### MATERIAL SUPPLIED
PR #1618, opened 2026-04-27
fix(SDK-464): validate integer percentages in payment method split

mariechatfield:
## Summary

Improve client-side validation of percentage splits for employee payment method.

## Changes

### ACTIVITY
Set down the records above once more, exactly as given.

### TASK ANSWER
PR #1618, opened 2026-04-27
fix(SDK-464): validate integer percentages in payment method split

mariechatfield:
## Summary

Improve client-side validation of percentage splits for employee payment method.

## Changes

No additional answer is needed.